Mobile display ads are reportedly lower by a half to two-thirds compared to desktop.
One reason for the lower rates in mobile is that ads are typically shrunk down versions of desktop ads and do not take advantage of the unique capabilities offered by mobile. As a result, they do not attract the same engagement levels, which leads to lower rates.
Many expect mobile ad rates to increase as marketers gain a better grasp of what communication strategies work best in the new medium and develop ad units that fit the mobile user’s needs.
“In order for CPCs to increase, conversion rates need to increase,” said Frank Weishaupt, chief operating officer at Jumptap, Cambridge, MA. “Additionally, ROI for the advertiser needs to continue to increase as we experiment with new tactics to reach audiences with the right offer.
“Ad relevancy, size and location within an app or mobile site impact conversion rates,” he said. “When these three factors improve, so will conversion rates, and consequently, CPC rates.”
Marketers are beginning to gain a better understanding of how to use contextual targeting in mobile to reach a specific users and a time and place when they are most likely to take an action.
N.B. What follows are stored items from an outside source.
PR #15105, opened 2026-08-27
[BugFix][Spec Decode] Remove obsolete sequence length update

jiajinzhu2:

This PR removes the unused `_ascend_update_seq_lens` method and its invocation in `_run_model` within `AscendAutoRegressiveSpeculator`.

The method runs after the draft model execution has completed, and the generated `seq_len_list` is not consumed by the subsequent speculative decoding flow. Sequence lengths needed by draft attention are already prepared through the existing attention metadata update path, so this additional update is unnecessary.

No.

- `python -m py_compile vllm_ascend/worker/v2/spec_decode/autoregressive/speculator.py`
- `git diff --check`

### DIFF
--- a/vllm_ascend/worker/v2/spec_decode/autoregressive/speculator.py
+++ b/vllm_ascend/worker/v2/spec_decode/autoregressive/speculator.py
@@ -256,7 +256,6 @@ class AscendAutoRegressiveSpeculator(AutoRegressiveSpeculator):
             cudagraph_runtime_mode,
             mm_inputs,
         )
-        self._ascend_update_seq_lens(attn_metadata)
         return last_hidden_states, hidden_states
 
     def _generate_draft(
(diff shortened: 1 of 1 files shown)


vllm_ascend/worker/v2/spec_decode/autoregressive/speculator.py
```diff
@@ -383,14 +382,6 @@ def build_draft_attn_metadatas(self, num_reqs_padded, is_draft_model_prefill):
 
         return draft_attn_metadatas
 
-    def _ascend_update_seq_lens(self, attn_metadata: dict[str, Any] | None) -> None:
```
drslark, line 386: Clear.
It is dead code.
LGTM.

drslark (approved):

lijiahang226 (approved):
LGTM

weijinqian0 (approved):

By targeting the right people in the right place and time, this can drive the value of mobile clicks.
Additionally, mobile calls to action are becoming clearer and more consistent.
“The objective of the mobile ad is changing,” said Ken Madden, executive vice president and head of digital in North American for OgilvyAction, New York. “With mobile, the user is closer to the potential purchase transaction, whether through direct mCommerce or drive to traditional retail.
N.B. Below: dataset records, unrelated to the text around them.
PR #15111, opened 2026-08-27
[Performance] Fuse shrink and expand into sgmv_lora/bgmv_lora

### LINKED ISSUE #15110: [Feature] Fuse LoRA shrink+expand into a single sgmv_lora/bgmv_lora kernel
## Feature request

Fuse per-slice LoRA `sgmv_shrink` + `sgmv_expand` into one vector kernel `y += (x @ A) @ B` so decode does not round-trip the rank intermediate through GM.

- Rank 8/16/32/64; otherwise keep shrink/expand.
- Fully-sharded LoRA: all-gather A at `set_lora`.
- Measured on Qwen3.5-27B TP=4 FSL rank 8: TPOT 21.0 -> 20.3 ms vs shrink+expand.

This issue tracks the PR into `main`.

Agoni-02:

Linear LoRA currently launches `sgmv_shrink` then `sgmv_expand` per slice, writing the rank buffer to GM. This PR adds one vector kernel `sgmv_lora` / `bgmv_lora` that computes `y += scale * (x @ A) @ B` with the rank intermediate kept in UB.

- Supported ranks: 8 / 16 / 32 / 64. Other ranks keep shrink+expand.
- Fully-sharded LoRA: all-gather A on the rank dim at `set_lora` only.
- Devices without `HardwareCapability.LORA_CUSTOM_OPS` (including 310P) and `max_lora_rank >= 128` stay on the PyTorch punica path.
- Do **not** patch `apply()`, `_mcp_apply`, or `_apply_lora_to_output`. FSL QKV/gate_up stays on official shrink → all_gather → expand. Replacing that path made `/v1/chat/completions` look like the base model.
- Fusion is attempted in `add_lora_linear` for layers that already call it. Fallback is shrink+expand.

Rebased onto current `main` (includes the hardware-profile refactor in #15256). The previous PR head targeted `453f409` and would not merge.

Fixes #15110

No API change. Linear LoRA with supported ranks uses the fused kernel automatically when `add_lora_linear` is on the hot path.

- Single-card kernel vs shrink+expand (rank=8, hidden=5120): T=1 and T=32 `max_abs_err=0` after `SHRINK_TILE` / `W_IN_TILE_NUM_ELEMENTS` = 8192.
- Official main `875cb55` + this kernel + `HardwareCapability` gate, 910B4 TP=4, FSL off, prefix-cache off: `/v1/chat/completions` adapter identity OK. Fused and official no-FSL decode throughput are comparable; this PR does not claim an e2e speedup.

“The combination of that proximity, targeting and call to action will drive the CPC higher for mobile or lower for desktop,” he said. “Either way, mobile advertising will be at the center of any strong activation campaign.”
Another challenge in mobile has been a lack metrics that marketers can use to determine the return on investment for their mobile efforts.
Supply and demand
Still another reason for the low rates is that there is an oversupply of inventory and low demand from advertisers. However, advertiser demand is expected to continue to grow as more of a focus is put on building ad campaigns that make use of mobile’s unique advantages and the metrics improve.
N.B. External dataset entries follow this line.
PR #15123, opened 2026-08-27
[Performance][Spec Decode] Shard DeepSeek V4 DSpark main projection across TP ranks

jianzs:

DeepSeek V4 DSpark currently implements `main_proj` with `ReplicatedLinear`, so every tensor-parallel rank stores the full projection weight and executes the full projection.

This PR replaces it with `ColumnParallelLinear`. The output features are sharded across TP ranks, and `gather_output=True` restores the full hidden state before RMSNorm and the downstream draft layers.

For DeepSeek V4 Pro, the BF16 `main_proj` weight has shape `[7168, 21504]`. With TP=8, this change reduces persistent weight memory on each rank from 294 MiB to 36.75 MiB, saving 257.25 MiB per rank and about 2.01 GiB across the TP group, excluding temporary communication buffers.

It also reduces the projection weight read on each rank to one eighth of the replicated implementation. This is expected to provide a significant memory-access benefit during decode, where the small-M projection is more bandwidth-sensitive. Decode end-to-end performance has not been quantified yet.

Performance profiling on DeepSeek V4 Pro:

| Configuration | Before | After |
| --- | ---: | ---: |
| TP=8, `--max-num-batched-tokens 8192` | 9 ms | 2 ms |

“Right now, there is an oversupply of inventory,” said BIA/Kelsey’s Mr. Boland. “That trend is going to turn around and as advertisers’ demand levels pick up, we will see a resurgence of ad rates.
“Mobile’s performance has the potential to be so much higher if marketers build campaigns around measuring the higher degrees of performance in – that could bring rates up,” he said.
Demand for mobile ad inventory is already increasing as major brands funnel a greater share of their overall marketing budgets to mobile. For example, Kraft recently said it will begin allocating 10 percent of its budget to mobile.
However, many brands are still only experimenting in mobile or not there at all – something that is expected to change over the coming year as more marketers wake up to the potential in mobile.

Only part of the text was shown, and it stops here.